Wherever the string "useful" turns up in the data, copy the whole line.

■ **Recorded data**:
>>>

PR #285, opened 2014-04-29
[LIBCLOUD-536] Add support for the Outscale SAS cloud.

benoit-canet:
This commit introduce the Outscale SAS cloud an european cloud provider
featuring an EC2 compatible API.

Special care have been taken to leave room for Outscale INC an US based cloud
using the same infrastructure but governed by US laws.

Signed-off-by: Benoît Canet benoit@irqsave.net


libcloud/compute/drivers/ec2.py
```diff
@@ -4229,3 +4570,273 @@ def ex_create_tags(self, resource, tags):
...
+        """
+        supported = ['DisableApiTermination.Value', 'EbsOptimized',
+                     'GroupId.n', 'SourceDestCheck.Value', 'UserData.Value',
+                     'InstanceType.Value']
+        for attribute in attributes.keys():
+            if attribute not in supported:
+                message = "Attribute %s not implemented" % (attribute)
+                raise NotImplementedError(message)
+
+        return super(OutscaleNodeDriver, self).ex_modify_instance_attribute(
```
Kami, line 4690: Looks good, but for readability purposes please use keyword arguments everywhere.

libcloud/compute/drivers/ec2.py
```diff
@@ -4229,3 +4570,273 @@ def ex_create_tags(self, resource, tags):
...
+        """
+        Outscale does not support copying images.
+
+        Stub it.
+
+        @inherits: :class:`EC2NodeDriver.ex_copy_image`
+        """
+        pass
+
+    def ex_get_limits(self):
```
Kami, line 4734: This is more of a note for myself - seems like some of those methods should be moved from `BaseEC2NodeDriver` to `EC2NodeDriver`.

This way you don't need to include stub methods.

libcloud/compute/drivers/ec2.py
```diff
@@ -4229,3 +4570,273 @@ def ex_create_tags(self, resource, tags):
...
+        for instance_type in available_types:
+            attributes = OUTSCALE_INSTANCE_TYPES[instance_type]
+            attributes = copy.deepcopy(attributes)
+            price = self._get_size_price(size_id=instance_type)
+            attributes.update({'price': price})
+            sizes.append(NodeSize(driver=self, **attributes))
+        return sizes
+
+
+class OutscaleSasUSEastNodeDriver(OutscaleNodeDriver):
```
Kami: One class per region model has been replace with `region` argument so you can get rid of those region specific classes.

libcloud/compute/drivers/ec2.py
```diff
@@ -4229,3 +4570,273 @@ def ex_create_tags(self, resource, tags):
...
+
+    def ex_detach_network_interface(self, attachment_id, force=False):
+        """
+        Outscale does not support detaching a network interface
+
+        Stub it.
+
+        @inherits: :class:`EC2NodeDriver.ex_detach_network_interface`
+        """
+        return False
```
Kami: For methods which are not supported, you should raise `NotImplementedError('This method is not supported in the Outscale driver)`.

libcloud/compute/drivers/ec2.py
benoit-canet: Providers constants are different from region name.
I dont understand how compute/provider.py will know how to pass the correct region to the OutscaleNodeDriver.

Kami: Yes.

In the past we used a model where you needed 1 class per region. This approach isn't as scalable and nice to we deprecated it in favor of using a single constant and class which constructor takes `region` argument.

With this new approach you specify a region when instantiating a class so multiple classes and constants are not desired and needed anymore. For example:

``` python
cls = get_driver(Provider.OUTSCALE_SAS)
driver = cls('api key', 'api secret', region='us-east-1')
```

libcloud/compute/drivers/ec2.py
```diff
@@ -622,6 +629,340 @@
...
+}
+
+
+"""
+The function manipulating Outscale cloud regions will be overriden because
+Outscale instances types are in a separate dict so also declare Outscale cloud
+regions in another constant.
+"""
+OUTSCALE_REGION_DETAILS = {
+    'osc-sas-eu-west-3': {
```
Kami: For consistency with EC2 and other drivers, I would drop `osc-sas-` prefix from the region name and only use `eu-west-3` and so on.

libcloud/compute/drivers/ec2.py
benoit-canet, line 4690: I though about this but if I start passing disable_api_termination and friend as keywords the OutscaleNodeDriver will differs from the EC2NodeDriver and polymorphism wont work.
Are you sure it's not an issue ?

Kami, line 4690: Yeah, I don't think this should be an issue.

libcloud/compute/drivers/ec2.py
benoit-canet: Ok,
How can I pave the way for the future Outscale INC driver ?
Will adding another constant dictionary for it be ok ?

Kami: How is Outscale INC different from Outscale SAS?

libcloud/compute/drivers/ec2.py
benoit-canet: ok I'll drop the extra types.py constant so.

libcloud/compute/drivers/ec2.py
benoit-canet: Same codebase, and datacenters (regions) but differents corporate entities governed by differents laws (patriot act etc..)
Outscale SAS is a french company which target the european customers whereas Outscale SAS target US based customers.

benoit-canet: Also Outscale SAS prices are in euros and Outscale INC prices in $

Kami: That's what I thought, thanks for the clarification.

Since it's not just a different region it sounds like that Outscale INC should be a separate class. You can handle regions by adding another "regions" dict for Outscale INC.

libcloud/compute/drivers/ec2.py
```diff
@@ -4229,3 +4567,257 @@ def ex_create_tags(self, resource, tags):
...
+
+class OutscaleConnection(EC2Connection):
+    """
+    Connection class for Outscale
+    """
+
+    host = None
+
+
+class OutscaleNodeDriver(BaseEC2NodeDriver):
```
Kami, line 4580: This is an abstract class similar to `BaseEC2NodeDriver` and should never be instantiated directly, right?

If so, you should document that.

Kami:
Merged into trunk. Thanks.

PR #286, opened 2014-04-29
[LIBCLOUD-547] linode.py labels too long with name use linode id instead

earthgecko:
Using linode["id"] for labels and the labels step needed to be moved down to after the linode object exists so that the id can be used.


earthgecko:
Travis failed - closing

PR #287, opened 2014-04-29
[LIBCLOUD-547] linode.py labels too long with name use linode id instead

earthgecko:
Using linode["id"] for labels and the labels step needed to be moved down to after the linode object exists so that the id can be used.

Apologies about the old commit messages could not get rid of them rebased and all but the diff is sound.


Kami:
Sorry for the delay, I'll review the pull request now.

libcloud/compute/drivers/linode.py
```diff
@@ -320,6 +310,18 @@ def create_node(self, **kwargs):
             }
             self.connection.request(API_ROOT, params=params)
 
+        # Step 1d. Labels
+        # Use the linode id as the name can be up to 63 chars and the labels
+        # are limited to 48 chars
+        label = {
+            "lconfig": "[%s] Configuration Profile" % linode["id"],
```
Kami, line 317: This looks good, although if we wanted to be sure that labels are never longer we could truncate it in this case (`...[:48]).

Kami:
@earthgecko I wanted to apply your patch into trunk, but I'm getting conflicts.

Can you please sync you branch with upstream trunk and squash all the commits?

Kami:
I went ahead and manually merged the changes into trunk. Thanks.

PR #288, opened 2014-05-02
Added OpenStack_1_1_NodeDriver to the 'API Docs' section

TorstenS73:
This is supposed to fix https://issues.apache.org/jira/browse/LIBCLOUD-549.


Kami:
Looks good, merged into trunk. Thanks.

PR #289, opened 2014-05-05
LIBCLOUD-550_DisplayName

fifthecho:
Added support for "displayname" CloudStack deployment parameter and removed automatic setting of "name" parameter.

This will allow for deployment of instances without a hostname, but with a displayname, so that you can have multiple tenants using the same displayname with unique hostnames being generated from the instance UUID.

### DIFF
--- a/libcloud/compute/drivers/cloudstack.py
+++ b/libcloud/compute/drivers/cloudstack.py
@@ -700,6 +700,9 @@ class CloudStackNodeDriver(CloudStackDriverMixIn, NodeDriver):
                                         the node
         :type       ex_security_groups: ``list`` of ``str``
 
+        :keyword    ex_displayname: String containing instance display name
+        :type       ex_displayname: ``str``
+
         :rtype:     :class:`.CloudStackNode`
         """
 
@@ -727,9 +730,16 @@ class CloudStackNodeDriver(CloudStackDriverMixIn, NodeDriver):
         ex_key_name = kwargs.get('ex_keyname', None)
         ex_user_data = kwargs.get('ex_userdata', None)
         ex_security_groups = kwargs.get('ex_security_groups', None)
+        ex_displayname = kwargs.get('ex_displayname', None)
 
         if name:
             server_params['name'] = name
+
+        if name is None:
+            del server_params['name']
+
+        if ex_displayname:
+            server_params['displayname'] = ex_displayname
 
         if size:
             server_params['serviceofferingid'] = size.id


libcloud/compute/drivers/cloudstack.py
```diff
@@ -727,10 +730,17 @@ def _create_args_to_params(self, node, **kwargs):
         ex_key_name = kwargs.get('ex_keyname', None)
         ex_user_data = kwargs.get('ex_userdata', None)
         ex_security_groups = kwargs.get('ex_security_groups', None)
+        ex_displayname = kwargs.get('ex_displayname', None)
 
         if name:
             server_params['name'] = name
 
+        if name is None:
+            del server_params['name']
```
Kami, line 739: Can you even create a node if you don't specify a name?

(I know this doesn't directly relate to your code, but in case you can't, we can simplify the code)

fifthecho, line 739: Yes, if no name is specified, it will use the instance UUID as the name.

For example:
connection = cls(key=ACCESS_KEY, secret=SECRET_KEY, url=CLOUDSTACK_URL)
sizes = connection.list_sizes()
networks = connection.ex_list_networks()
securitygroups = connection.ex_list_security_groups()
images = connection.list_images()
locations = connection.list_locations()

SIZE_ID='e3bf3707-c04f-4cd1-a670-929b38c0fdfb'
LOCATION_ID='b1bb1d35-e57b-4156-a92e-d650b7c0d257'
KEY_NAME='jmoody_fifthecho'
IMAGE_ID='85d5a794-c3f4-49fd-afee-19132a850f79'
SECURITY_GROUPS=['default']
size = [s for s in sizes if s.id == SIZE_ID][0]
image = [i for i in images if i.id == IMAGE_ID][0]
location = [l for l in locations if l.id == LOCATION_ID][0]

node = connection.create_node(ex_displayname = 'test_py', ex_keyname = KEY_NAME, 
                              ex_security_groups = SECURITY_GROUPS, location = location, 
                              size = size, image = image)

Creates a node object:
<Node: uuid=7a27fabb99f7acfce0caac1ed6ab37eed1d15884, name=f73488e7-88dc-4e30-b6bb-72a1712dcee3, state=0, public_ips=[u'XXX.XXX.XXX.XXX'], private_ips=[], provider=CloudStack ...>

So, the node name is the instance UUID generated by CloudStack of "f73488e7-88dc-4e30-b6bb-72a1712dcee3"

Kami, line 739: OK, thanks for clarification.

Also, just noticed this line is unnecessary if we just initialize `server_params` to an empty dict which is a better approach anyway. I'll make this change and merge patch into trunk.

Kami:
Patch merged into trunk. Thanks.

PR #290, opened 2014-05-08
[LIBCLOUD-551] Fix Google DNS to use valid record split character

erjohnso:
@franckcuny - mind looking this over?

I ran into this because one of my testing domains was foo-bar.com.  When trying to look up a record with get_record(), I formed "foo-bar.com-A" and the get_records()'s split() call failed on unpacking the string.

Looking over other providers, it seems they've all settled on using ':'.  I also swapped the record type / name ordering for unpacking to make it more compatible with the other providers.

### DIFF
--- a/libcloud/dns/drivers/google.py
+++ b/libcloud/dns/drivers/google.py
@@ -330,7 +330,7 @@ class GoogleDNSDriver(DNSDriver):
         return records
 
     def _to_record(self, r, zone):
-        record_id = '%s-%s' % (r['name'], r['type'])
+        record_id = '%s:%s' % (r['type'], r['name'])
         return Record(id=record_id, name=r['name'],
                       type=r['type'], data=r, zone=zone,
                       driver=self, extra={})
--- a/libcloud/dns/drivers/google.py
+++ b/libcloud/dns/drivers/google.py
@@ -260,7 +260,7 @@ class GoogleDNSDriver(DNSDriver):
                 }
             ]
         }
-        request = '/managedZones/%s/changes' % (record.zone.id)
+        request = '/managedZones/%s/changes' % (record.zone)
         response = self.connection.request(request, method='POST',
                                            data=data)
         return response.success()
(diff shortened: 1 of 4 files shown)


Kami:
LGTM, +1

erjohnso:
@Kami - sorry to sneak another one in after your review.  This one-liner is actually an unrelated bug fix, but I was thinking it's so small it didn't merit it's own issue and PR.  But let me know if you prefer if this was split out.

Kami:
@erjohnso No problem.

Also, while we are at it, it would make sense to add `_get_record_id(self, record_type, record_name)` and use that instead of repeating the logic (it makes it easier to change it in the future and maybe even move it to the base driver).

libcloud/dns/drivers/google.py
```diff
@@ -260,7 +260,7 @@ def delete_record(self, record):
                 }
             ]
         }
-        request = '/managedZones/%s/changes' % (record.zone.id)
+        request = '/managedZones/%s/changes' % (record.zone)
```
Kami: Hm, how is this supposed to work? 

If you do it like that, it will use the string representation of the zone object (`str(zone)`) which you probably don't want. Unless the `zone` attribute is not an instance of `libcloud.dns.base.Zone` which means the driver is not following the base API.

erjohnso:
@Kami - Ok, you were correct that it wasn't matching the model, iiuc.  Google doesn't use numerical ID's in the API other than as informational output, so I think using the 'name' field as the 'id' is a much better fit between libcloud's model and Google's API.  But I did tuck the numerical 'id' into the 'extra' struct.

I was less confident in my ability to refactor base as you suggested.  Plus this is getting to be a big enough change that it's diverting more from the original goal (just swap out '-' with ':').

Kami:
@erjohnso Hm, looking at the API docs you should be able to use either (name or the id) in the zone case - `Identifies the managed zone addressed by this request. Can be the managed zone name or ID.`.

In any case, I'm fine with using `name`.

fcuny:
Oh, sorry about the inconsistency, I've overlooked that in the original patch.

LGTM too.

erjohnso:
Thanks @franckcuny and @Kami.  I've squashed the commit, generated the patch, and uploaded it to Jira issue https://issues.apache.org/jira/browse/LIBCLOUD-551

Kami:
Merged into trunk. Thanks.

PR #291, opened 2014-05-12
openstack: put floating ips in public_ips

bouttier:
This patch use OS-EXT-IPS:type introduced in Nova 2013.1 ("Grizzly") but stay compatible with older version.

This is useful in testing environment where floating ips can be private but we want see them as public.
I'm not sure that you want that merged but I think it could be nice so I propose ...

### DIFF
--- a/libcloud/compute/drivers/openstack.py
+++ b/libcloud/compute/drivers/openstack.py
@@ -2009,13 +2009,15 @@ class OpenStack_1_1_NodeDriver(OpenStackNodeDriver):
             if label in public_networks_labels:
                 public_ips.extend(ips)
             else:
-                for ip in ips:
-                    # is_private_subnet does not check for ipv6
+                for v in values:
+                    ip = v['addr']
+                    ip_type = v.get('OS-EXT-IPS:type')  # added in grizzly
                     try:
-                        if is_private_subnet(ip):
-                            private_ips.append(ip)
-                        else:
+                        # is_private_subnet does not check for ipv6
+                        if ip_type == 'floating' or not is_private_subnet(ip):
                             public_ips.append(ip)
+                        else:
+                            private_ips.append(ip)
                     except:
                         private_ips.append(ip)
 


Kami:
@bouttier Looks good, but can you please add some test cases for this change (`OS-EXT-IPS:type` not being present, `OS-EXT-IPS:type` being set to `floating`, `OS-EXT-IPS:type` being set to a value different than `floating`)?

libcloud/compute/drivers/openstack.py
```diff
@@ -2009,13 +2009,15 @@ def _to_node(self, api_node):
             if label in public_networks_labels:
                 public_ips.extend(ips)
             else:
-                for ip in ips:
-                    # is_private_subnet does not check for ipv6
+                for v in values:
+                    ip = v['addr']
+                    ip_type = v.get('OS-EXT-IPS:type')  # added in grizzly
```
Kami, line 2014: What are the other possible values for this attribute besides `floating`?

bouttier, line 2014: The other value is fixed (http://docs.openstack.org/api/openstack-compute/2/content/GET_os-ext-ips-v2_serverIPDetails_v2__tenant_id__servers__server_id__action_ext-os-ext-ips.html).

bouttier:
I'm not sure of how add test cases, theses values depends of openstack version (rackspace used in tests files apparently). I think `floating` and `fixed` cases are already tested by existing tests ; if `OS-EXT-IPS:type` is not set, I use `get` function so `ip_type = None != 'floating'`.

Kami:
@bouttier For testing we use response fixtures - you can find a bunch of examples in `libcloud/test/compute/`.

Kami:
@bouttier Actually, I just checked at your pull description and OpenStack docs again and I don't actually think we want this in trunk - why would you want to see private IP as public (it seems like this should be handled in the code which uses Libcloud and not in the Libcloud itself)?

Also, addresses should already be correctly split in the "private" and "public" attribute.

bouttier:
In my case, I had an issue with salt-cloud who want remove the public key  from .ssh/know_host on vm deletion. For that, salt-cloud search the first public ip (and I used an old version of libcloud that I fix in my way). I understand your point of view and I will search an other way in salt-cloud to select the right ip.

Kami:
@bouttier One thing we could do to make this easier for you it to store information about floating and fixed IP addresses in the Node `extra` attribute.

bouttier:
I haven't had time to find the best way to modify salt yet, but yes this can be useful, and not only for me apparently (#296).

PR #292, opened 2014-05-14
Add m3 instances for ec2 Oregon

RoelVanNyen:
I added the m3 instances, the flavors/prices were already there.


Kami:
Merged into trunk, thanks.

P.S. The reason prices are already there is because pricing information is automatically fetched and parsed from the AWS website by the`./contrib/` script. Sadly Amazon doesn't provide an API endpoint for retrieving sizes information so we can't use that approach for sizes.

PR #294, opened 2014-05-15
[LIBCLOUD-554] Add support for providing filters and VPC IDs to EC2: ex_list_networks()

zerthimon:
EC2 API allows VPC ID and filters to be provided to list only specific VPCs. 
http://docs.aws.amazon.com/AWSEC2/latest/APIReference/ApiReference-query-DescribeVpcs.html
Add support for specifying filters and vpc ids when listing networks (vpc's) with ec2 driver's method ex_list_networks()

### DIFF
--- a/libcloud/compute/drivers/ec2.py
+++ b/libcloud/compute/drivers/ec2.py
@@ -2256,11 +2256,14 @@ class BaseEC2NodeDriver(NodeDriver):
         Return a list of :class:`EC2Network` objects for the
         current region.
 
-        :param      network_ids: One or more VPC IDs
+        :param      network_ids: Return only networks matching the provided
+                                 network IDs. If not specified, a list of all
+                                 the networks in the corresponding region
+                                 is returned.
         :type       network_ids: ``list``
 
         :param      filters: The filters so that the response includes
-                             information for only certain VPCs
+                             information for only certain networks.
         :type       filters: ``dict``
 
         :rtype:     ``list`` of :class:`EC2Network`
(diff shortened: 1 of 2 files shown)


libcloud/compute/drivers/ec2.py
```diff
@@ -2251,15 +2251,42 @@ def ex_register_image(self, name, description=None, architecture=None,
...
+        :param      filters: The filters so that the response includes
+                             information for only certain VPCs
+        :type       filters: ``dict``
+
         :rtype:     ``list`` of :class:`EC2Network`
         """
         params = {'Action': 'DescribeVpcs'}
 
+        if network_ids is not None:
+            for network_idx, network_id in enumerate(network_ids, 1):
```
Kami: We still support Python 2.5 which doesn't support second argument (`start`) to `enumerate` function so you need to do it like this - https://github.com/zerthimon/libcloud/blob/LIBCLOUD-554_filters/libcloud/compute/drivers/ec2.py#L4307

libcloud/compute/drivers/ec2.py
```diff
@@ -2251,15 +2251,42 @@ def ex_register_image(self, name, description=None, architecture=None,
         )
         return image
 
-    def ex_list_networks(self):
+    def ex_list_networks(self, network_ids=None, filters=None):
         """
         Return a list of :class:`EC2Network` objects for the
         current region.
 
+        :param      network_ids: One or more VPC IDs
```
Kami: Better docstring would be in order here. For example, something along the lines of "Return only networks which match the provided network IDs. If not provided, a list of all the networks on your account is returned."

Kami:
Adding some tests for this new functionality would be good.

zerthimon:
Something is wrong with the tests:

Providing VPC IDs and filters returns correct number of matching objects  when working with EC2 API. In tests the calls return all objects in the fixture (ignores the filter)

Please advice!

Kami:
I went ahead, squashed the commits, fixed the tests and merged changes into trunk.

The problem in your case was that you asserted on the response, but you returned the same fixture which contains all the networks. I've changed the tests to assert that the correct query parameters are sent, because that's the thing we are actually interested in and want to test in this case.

<<<

■ **Result of the exercise**:
This is useful in testing environment where floating ips can be private but we want see them as public.
I haven't had time to find the best way to modify salt yet, but yes this can be useful, and not only for me apparently (#296).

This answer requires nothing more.